Remember the Adler Planetarium’s Sky Theater, underneath the iconic dome? Reclining in tilted-back chairs circling the room’s 360 degrees, the audience would gaze up at a sky show created by the enormous Zeiss projector—a formidable old machine looming in the center of the room (which sometimes blocked the view of the action on the curved screen).
Those days are gone, as much a relic as a centuries-old telescope. A $14-million overhaul, unveiled in July with the debut of the “Deep Space Adventure” exhibit, gives the city a completely transfigured Adler. Visitors now stroll into the futuristic Clark Family Welcome Gallery, where curvy walls slowly change color and serve as the screens for interactive projections. From there, visitors can (for an extra charge) enter the newly rechristened Grainger Sky Theater for an experience that, the Adler promises us, mere mortals have never had. You’re in a state-of-the-art, technologically advanced theater, projecting an extremely high-end image on the brand-new dome.
It’s a fitting evolution for the Adler, which became the first planetarium in the Western Hemisphere when it opened its doors to the public in 1930. Now it’s leading the way again with the Grainger, which utilizes data from 45 computers and 20 state-of-the-art projectors to create its visuals.
“Space has no right angles,” says Adler president Paul Knappenberger Jr., “so we didn’t want any right angles in our welcome gallery.” The walls seem to flow, thanks to the wavy shapes and the slowly pulsing colors—125 LED lights sit beneath the 20,000 square yards of white fabric, stretched over an aluminum frame. (Adler designers got the idea from an IIT professor.) “Do you see the rainbow?” an excited young boy asked his mom.
The coolest part of the Welcome Gallery? Hands down, the enticing interactive modules. Actually, we should say “hands up,” because you’ll be using them: With the projectors above and behind you, recorded greetings flash onto the walls—like one from Chicago-born astronomer Joan Higginbotham, who invites you to help her build a Mars rover. And then you use your shadow to actually move the projections. Even adults can’t resist this seemingly magic act.
The new Sky Theater looks totally different, too. Gone is the enormous Zeiss projector—the planetarium had two over the decades, each serving for 40 years—as well as the circular seating. Now up to 200 viewers at a time all face forward, aimed at the sweet spot on the 190-degree dome; there’s no bad seat in the house. “The goal is to make you feel like you’re on the observation deck of a space station,” chief technology officer Doug Roberts says.
A bank of 45 computers with a combined 300 terrabytes of storage (yep, that’s a huge amount) can, at the whim of the projectionist, show actual images from space—for example, pictures of Saturn taken by the orbiting Cassini probe.
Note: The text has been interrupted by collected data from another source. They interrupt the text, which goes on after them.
PR #3207, opened 2018-05-17
add user model fallback to voyager:admin

eidng8:


cyrildewit (approved):
This looks fine!

fletch3555 (approved):

fletch3555:
This probably should've just been bundled with #3192, but that's okay.

eidng8:
Yes it should. But I haven't found out this issue by then. And that PR is being reviewed. So I've created a new one.

PR #3208, opened 2018-05-17
Delete item error if there are empty file fields

reficul:
I can’t delete a bread item with empty file fields. Voyager try to delete files also if not present. 
Then the foreach fire an error: 
*Invalid argument supplied for foreach()*


emptynick:
Superseded by https://github.com/the-control-group/voyager/pull/3580
Sorry for not looking at your PR earlier.

PR #3214, opened 2018-05-19
Bug Fix: Convert belongsToMany relationship data to array before sync

### LINKED ISSUE #3213: belongsToMany relationship fails with multiple values
- Laravel Version: 5.5.40
- Voyager Version: 1.1.1
- PHP Version: 7.1
- Database Driver & Version: 5.7

### Description:
Creating a many-to-many relationship fails when updating model with multiple values. Error message reads:
```
SQLSTATE[01000]: Warning: 1265 Data truncated for column 'event_id' at row 1 (SQL: insert into 
`applicant_event` (`applicant_id`, `event_id`) values (2, 6,9))
```

The issue is that `sync()` expects an array with multiple values but is being sent a string, in this example `sync("6,9")`.

### Steps To Reproduce:
Create an events model, an applicants model, and a pivot table applicant_event. 
And add a belongsToMany relationship to the applicant model
When you add several events in the admin
And add multiple events as a relationship to an applicant
Then none of the events are saved as a relationship
And the page returns an error

Grabes:
PR that allows multiple values to be saved with a belongsToMany relationship. Resolves #3213

### DIFF
--- a/src/Http/Controllers/Controller.php
+++ b/src/Http/Controllers/Controller.php
@@ -125,7 +125,7 @@ abstract class Controller extends BaseController
             } else {
                 $content = $sync_data['content'];
             }
-            $data->belongsToMany($sync_data['model'], $sync_data['table'])->sync($sync_data['content']);
+            $data->belongsToMany($sync_data['model'], $sync_data['table'])->sync($content);
         }
 
         return $data;
--- a/src/Http/Controllers/Controller.php
+++ b/src/Http/Controllers/Controller.php
@@ -120,6 +120,11 @@ abstract class Controller extends BaseController
         }
 
         foreach ($multi_select as $sync_data) {
+            if (!is_array($sync_data['content'])) {
+                $content = explode(',', $sync_data['content']);
+            } else {
+                $content = $sync_data['content'];
+            }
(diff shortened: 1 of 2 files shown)


Grabes:
17dda76 was accidentally pushed to this branch. Reverted the commit and it is now ready for merge.

Grabes:
The fix uses a fallback to the original behaviour if array content is passed. Looks like we are missing tests for relationships within Voyager and I will work on adding them as time permits. But could we merge this change into 1.1.x in the meantime?

cyrildewit:
Can you post a screenshot of the dump where the value of `$sync_data['content']` is not an array? I'm trying to reproduce this bug, but it's always an array by me.

sadfsdfsadfadsfadsfsdfsdf

I placed the following code above the foreach loop.

```php
dd($multi_select);
```

Grabes:
Here is a screenshot from my site where this error is occurring:
voyager

You can see the content of the driver_league relationship is a string and not an array

Grabes:
Could we get this merged?

MrCrayon:
I'm closing this one since I can't reproduce the but that is trying to fix.
If you can prepare a test that shows the failure you can reopen it.

PR #3233, opened 2018-05-25
Fix column not found when using additional_attributes w/ xMany relations

SteamWind:
Fix for belongsToMany and hasMany relationship display with
additional_attributes. You can now use additional_attributes with those
relations.
https://github.com/the-control-group/voyager/pull/2885

The fix get the model before plucking it. It caused error because when
you pluck the query builder, it affects the mysql query. When you use
additional attribute, it doesn’t exist in the database and result with
a `SQLSTATE[42S22]: Column not found: 1054 Unknown column
‘youradditionalattribute’ in 'field list’` error…


SteamWind:
There is also a problem with pivot table on display, it prefix the already prefixed table. Which causing this error:
```php
SQLSTATE[42S02]: Base table or view not found: 1146 Table 'mydatabase.myprefix_myprefix_mytable' doesn't exist [...]
```

When we create the relationship, we need to put the prefix out of the name of the pivot table. I did something locally but I don't know if i'm the only one having this problem.
I changed the same line here:
```php
belongsToMany($options->model, str_replace(\DB::getTablePrefix(), '', $options->pivot_table)
```
Should I modify my pull request or create an other one and delete this one?

SteamWind:
I need to do it in a branch, I will submit it back lather.

PR #3243, opened 2018-05-28
Add Translatable do BackOffice

pedro-c-oliveira:
Add Translatable do BackOffice.
Only work on create table. Don't work on edit table. 
Made editions manually on model


SteamWind:
You shouldn't add the translation of the language you can't translate...

fletch3555:
On the contrary @SteamWind, I'd prefer new translation keys be added to all languages with English as a default.  This will keep the files up to date.  It looks better to have English text in a couple places than `new.translation.string`.

As for this PR, I'm not sure I understand what this is supposed to do...

SteamWind:
Okay, put the key is a good thing but what if we want to change the text of the english file? We need to change it everywhere then.
(I speak in general case, in this one it should be okay)

fletch3555:
Only the languages you use. And you'd likely have to do that even if it was translated appropriately.

publishable/lang/fr/database.php
```diff
@@ -62,6 +62,7 @@
     'url_slug'                  => 'URL Slug (doit être unique)',
     'url_slug_ph'               => 'URL slug (exemple : articles)',
     'visibility'                => 'Visibilité',
+    'is_translatable'           => 'Do you wish install translations?',
```
SteamWind: `'is_translatable'           => 'Voulez-vous installer les traductions?',`

publishable/lang/fr/generic.php
```diff
@@ -87,4 +87,5 @@
     'viewing'                => 'Affichage',
     'yes'                    => 'Oui',
     'yes_please'             => 'Oui SVP',
+    'is_translatable'        => 'Translatate?',
```
SteamWind: `'is_translatable'        => 'Traduire?',`

SteamWind (changes requested):

pedro-c-oliveira:
This is what this pull enhancement do in backoffice:

1. When do you wish that voyager creates model for your table, shows a button ask if you wish that model could be translatable.


2. if you wish apply translatable to your model a new column apear on table fields to choose wich fields are translatable.




3. After that you can check your new model and you can see the trait and fields translatable array on php file.




At the moment this feature only works on create new table not in edit mode.

publishable/lang/fr/generic.php
pedro-c-oliveira: i just add the necessary keys for all language files in voyager on english, after that, people will translate the key for the correct sentence in his language.

Martins-74:
This is very useful, we can make multilanguages websites in minutes with this enhancement.
Hope it get's approved  👍 ❤️

src/Commands/MakeModelCommand.php
```diff
@@ -67,6 +67,35 @@ protected function addSoftDelete(&$stub)
...
+        $traitIncl = $trait = $translatablefields = '';
+
+        if ($this->option('traitTranslatable')) {
+            $traitIncl = 'use TCG\Voyager\Traits\Translatable;';
+            $trait = 'use Translatable;';
+            $translatablefields='protected $translatable = [';
+            foreach ($this->option('traitTranslatable') as $index => $field) {
+                $translatablefields.='"'.$field.'",';
+            }
+            $translatablefields.='];';
```
emptynick:
```
$translatablefields = 'protected $translatable = ["'.implode($this->option('traitTranslatable'), '", "').'"]';
```
Saves you 4 lines.

emptynick (changes requested):

src/Commands/MakeModelCommand.php
pedro-c-oliveira: thank you

publishable/lang/fr/generic.php
SteamWind: Yes okay.

SteamWind:
Hope we could have this in edit mode soon :)

pedro-c-oliveira (commented):
improve code efficience

src/Commands/MakeModelCommand.php
pedro-c-oliveira: request changes done.

pedro-c-oliveira:
Someone reviewer to aprove the pull please

src/Commands/MakeModelCommand.php
```diff
@@ -67,6 +67,30 @@ protected function addSoftDelete(&$stub)
...
     }
 
+    /**
+     * Add Translatable to the given stub.
+     *
+     * @param string $stub
+     *
+     * @return $this
+     */
+    protected function addTraitTranslatable(&$stub)
```
fletch3555: Can you rename the method so it's consistent with the others?

fletch3555 (changes requested):

SteamWind:
Does it then use the translation table?

src/Commands/MakeModelCommand.php
pedro-c-oliveira: @fletch3555 do you prefer just "addTranslatable" ?  or suggest another name?

emptynick:
I just fixed the merge-conflicts.
You have some nasty JS scripts to show/hide the checkboxes, but the database editor is a vue-app which would make them unnecessary if used properly.

emptynick:
I'm going to close this PR because it has changes requested and wasn't touched for over half a year.
If you are still interested in fixing the requested changes, please let us know.

PR #3249, opened 2018-05-29
Actions column classes: no-click, no-sort

andreich1980:
* Moved ID from all the TD's to TH
* Moved no-sort, no-click classes from the TD's to TH


fletch3555:
Closing because: https://github.com/the-control-group/voyager/pull/3247#issuecomment-393214940

PR #3256, opened 2018-05-31
Enhancement: Browse actions partial

ratt:
Ability to include extra browse actions / html without having to override the whole browse template


fletch3555:
We already have the `voyager::bread.partials.actions` partial which renders each action button. The actions are defined elsewhere and are dynamic.

I don't really understand what you expect to add with this new partial that isn't already possible.  I'll need more justification before I can consider merging this.

fletch3555:
Closing due to lack of response.

PR #3259, opened 2018-05-31
Update russian database.php

p2p-sys:
In version 1.1.2 not all words are translated into Russian


fletch3555:
I rebased changes into your 1.1 branch.  Will track all RU language updates in #3257

PR #3260, opened 2018-05-31
Fix #3246

### LINKED ISSUE #3246: Fix front-end on the "Viewing Database" page

andreich1980:
thead has 2 columns but tbody has 3

Fixes #3246


andreich1980:
Instead of my previous PR #3247 that was wrong

emptynick (approved):

PR #3263, opened 2018-05-31
Make actions column header non-sortable

andreich1980:
Instead of my previous PR #3249 that I did wrong.

It fixes `.no-sort` classe on actions column header to prevent dataTable sorting by it.
Also fixes duplicate ID for `td`s in table rows.


resources/views/tools/database/index.blade.php
```diff
@@ -21,7 +21,7 @@
                     <thead>
                         <tr>
                             <th>{{ __('voyager::database.table_name') }}</th>
-                            <th style="text-align:right">{{ __('voyager::database.table_actions') }}</th>
+                            <th style="text-align:right no-sort">{{ __('voyager::database.table_actions') }}</th>
```
emptynick: The database-tool doesn't use a Datatable, so none of your classes will kick in here

emptynick: The database-tool doesn't use a Datatable, so none of your classes will kick in here

emptynick (changes requested):

emptynick:
As changing CSS is always breaking (needs republishing) why dont you simply use datatables `orderable` options?
Like
```
"columnDefs": [
    { "orderable": false, "targets": -1 }
]
```
See [here](https://datatables.net/reference/option/columns.orderable)

resources/views/tools/database/index.blade.php
andreich1980: oh, you're right. Thanks. What should I do now? Create one more commit that removes the class in this file?

emptynick: Yes, in the end `resources/views/tools/database/index.blade.php` shouldn't be changed at all.

resources/views/tools/database/index.blade.php
```diff
@@ -61,7 +61,7 @@ class="btn-sm btn-default">
                             </div>
                         </td>
 
-                        <td class="actions">
+                        <td class="actions bread-actions">
```
emptynick: `.bread-actions` is also unneccessary as its a child of `#dataTable`

emptynick (changes requested):

andreich1980:
@emptynick  It's done.

emptynick:
That looks much better.
Can you bring the `Actions` header to the right side in the menu-browse blade?

andreich1980:
@emptynick I could add `.actions { text-aligh: right; }` but you said it's a breaking change. 
Or do you want me just add `style="text-align: right;"` on the actions column header?

emptynick (approved):

PR #3267, opened 2018-06-01
Compass security fixes

### LINKED ISSUE #3032: Exploit in Compass -> Commands
Someone with access to the commands page can run any *nix command by passing `; cat /etc/passwd` or `&& cat /etc/passwd`. Has this been talked about removing those characters or will you just say "turn off permissions for viewing compass then"? :)

### LINKED ISSUE #3227: Security breaches on Voyager Compass
Hi all,

I'm opening this new issue because during a pentest for a customer using Voyager to administrate his Laravel backend, we found two security breaches on Voyager Compass tool.

The first security breach is in Command menu, used normally to execute Laravel commands. But when we put system commands on arguments (example : && cat /etc/passwd), this one is sucessfully executed and send the return in the web page. So, an attacker can take control of server if he has an access to backend. This security breach has a major criticity and CVSS score estimate to 7,2. To mitigate this vulnerability, special characters must be sanitized.

The second security breach is in the Log review menu. It is possible to download or delete system files if the user has system rights. Normally, it is possible to download or delete the log files from the URL https://mywebiste.com/admin/compass?download=bGFyYXZlbC5sb2c=. However, if we decode base64, we get the cleartext laravel.log. If you change the download parameter by an another name file encoded in base64 (for example /etc/passwd => L2V0Yy9wYXNzd2Q=), it is possible to download the file concerned. Similarly, it is possible to delete files using the URL https://mywebiste.com/admin/compass?del=bGFyYXZlbC5sb2c=. This vulnerability has a moderate criticity and a CVSS score estimate to 6,0. To mitigate this one, we recommend restricting access to certain types of log files.

Can you take a look at these problems that we have raised ?

If you need some details, we are at your disposal.

Kind regards.

Ricardo & Margot

jannejava:
Attempt to fix the security issues in #3227 by escaping the arguments to prevent appending commands. Also, removing the ability to send in absolute paths in the log-viewer and only use the check if the file is present in the log-directory.

Fixes #3032 
Fixes #3227


fletch3555:
Does this fix all of the issues in #3227?

fletch3555 (dismissed):

jannejava:
I hope so, at least on *nix environments. Wrote some tests to prove the case. Even if testing with Orchestral/TestBench and Artisan commands are not friends. Mocking base_path() seems not to be trivial.

jannejava:
I hope so. 

Saw that I made a mistake and escaping empty arguments, fixed this now.

Wrote some tests to prove the case. Even if testing with Orchestral and Artisan commands are not that easy.

src/Http/Controllers/VoyagerCompassController.php
```diff
@@ -62,12 +63,20 @@ public function index(Request $request)
...
+            $command = escapeshellcmd($request->command);
+            $args = (isset($request->args)) ? ' '.escapeshellarg($request->args) : '';
 
             try {
-                $process = new Process('cd '.base_path().' && php artisan '.$command.$args);
+                if (App::environment('testing')) {
+                    // hard to mess with base_path from Orchestral
+                    // without causing trouble on other tests.
+                    // Stepping back to the main application
+                    $path = realpath(base_path('../../../../../../../'));
```
fletch3555, line 74: This path is a few levels too high and is causing TravisCI to fail.  What are you expecting the starting directory will be? What about the path to `artisan`?

Why not use the `Artisan` facade instead?

fletch3555 (changes requested):

src/Http/Controllers/VoyagerCompassController.php
jannejava: Using the facade would be nice and appropriate here. Using `Artisan:call()` would be better I think. Laravel will then handle illegal calls to non-Artisan commands and options also prevent shell injections. 

My guess is the challenge is how to parse and make an array of non-optional arguments from the input string, also knowing the parameters of a particular command. That's maybe the reason?  Example from the docs:

```php
    $exitCode = Artisan::call('email:send', [
        'user' => 1, '--queue' => 'default'
    ]);
```

Testing `Artisan:call()` and it works for all the simple commands like `artisan help --version` for me, but I guess more advanced arguments with parameters will not. Going with  `Artisan:call()` and provide less advanced options/arguments for added security is an option?

emptynick: I guess thats as simple as
```
$in = "--arg1=yes --arg2=no --arg3=whatever";

$parameter = [];
$arguments = explode('--', $in);

foreach ($arguments as $arg) {
    $arg = trim($arg);
    if ($arg != '') {
        $parts = explode('=', $arg);
        //Here we could test $parts[0] against all available arguments of the command
        $parameter[$parts[0]] = $parts[1];
    }
}

dd($parameter);
```

Maybe there is a nicer way with Laravel Collections.

You can get all available arguments by calling `Artisan::call('...', ['--help']);`
Then just process them like the available commands.

jannejava: That would work for most of the commands. But if you look at the signature for e.g. migrations which takes more than an option. 

```php
protected $signature = 'make:migration {name : The name of the migration.}'
```

To run this you must know that the argument's name before in order to build the array. 

```php
    $exitCode = Artisan::call('make:migration', [
        'name' => 'the_name_of_migration'
    ]);
```

You cannot just send an array like this:

```php
    $exitCode = Artisan::call('make:migration', [
        'the_name_of_migration'
    ]);
```

But if you specify this in the argument like name=the_name_of_migration, it would work.

dexcell:
this is not fixed yet?

emptynick:
Closing as superseeded by https://github.com/the-control-group/voyager/pull/3823

PR #3268, opened 2018-06-01
Fix column not found when using additional_attributes w/ xMany relations

SteamWind:
Fix for belongsToMany and hasMany relationship display with
additional_attributes. You can now use additional_attributes with those
relations.
#2885

The fix get the model before plucking it. It caused error because when
you pluck the query builder, it affects the mysql query. When you use
additional attribute, it doesn’t exist in the database and result with
a `SQLSTATE[42S22]: Column not found: 1054 Unknown column ‘youradditionalattribute’ in 'field list’` error…

This is a fresher repost from #3233

### DIFF
--- a/resources/views/formfields/relationship.blade.php
+++ b/resources/views/formfields/relationship.blade.php
@@ -67,7 +67,7 @@
 				@php
 					$relationshipData = (isset($data)) ? $data : $dataTypeContent;
 					$model = app($options->model);
-            		$selected_values = $model::where($options->column, '=', $relationshipData->id)->pluck($options->label)->all();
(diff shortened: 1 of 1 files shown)


SteamWind:
How is going the QA?

diegoRivero (approved):

emptynick:
Sorry for the late response, but I think this was also fixed in #3444.
I'm going to close this for now. If it isn't fixed please let us know and we reopen this one. Thanks.

SteamWind:
Yeah, seems fixed in a different way, thanks.

PR #3279, opened 2018-06-06
Resizeable support for multiple images

handiwijoyo:
This will allow us to pass any image path and generate the thumbnail using `get_thumbnail`. This is useful when using it inside of multiple images array / input type. For example:
```
@foreach($posts as $post)
    @foreach($post->images as $image)
        <img src="{{Voyager::image($post->get_thumbnail($image, 'small'))}}" />
    @endforeach
@endforeach
```

If you are using multiple images input type, you can optional cast your images attribute
```

class Post extends Model
{
    use Resizable;

    protected $casts = [
        'images' => 'array',
    ];
}
```

### DIFF
--- a/src/Traits/Resizable.php
+++ b/src/Traits/Resizable.php
@@ -22,6 +22,17 @@ trait Resizable
         // We take image from posts field
         $image = $this->attributes[$attribute];
 
+        return $this->get_thumbnail($image, $type);
+    }
+
+    /**
+     * Generate thumbnail URL
+     * @param $image
+     * @param $type
+     * @return string
+     */
+    public function get_thumbnail($image, $type)
+    {
         // We need to get extension type ( .jpeg , .png ...)
         $ext = pathinfo($image, PATHINFO_EXTENSION);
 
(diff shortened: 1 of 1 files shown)


src/Traits/Resizable.php
```diff
@@ -22,6 +22,19 @@ public function thumbnail($type, $attribute = 'image')
...
+
+    /**
+     * Generate thumbnail URL.
+     *
+     * @param $image
+     * @param $type
+     *
+     * @return string
+     */
+    public function get_thumbnail($image, $type)
```
marktopper, line 36: I think it would be more clear if we used `camelCase` and went with `getThumbnail ` over `get_thumbnail`. Thoughts?

marktopper (changes requested):

src/Traits/Resizable.php
handiwijoyo: Thanks @marktopper I will change that. I will open new PR too, because my mistake that create new branch to main repo instead of my own fork

handiwijoyo:
I made new PR #3288. Close this one

PR #3280, opened 2018-06-06
Database-Tool default charset from config

### LINKED ISSUE #2745: Enhancement Request: utf8mb4 - utf8mb4_unicode_ci as default collation in MySQL
- Laravel Version: 5.6.5
- Voyager Version: dev-1.x-dev
- PHP Version: 7.2.2
- Database Driver & Version: MySQL 5.7.21 Homebrew

### Description:
When using MySQL, it seems that creating a new database table using the Voyager UI does so with a `utf8` character set and `utf8_unicode_ci` collation. This goes against the [Laravel default](https://laravel.com/docs/5.6/migrations#creating-indexes) and has [caused](https://news.ycombinator.com/item?id=14747699) [so](https://stackoverflow.com/questions/30074492/what-is-the-difference-between-utf8mb4-and-utf8-charsets-in-mysql) [many](https://www.eversql.com/mysql-utf8-vs-utf8mb4-whats-the-difference-between-utf8-and-utf8mb4/) [headaches](https://medium.com/@adamhooper/in-mysql-never-use-utf8-use-utf8mb4-11761243e434) for MySQL users (including myself).

I'd like to propose that Voyager creates tables with a default character set of `utf8mb4` and collation of `utf8mb4_unicode_ci` when the database driver is MySQL or one of its variants (MariaDB, PerconaDB, etc.).

emptynick:
Tables created by the Database-Tool were always UTF8, so you had to go to your Database-Manager (phpmyadmin etc.) to change it.
This PR makes all newly created tables use the charset/collation setted in the default-database-connection or defaults to `utf8mb4` which is the standard since Laravel 5.4 [ref](https://laravel.com/docs/5.4/migrations#creating-indexes)
Resolves #2745


marktopper (approved):
Just tested this on my local environment, and it works like a charm.

fletch3555:
I think we should note this in the docs as well.  @emptynick, could you take care of that?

The computers also contain the data for the new 22-minute film The Searcher, written by Nick Sagan (son of Carl). The visuals mix speculative fiction with lots of real science—collected by a number of sources, including the Adler, a NASA team in California and a supercomputing team at the University of Illinois downstate.
When pressed, Roberts admits that high-end military simulators have more advanced tech—but for an open-to-the-public experience, the Adler is No. 1. “We don’t have a peer among planetariums in the world right now,” he says.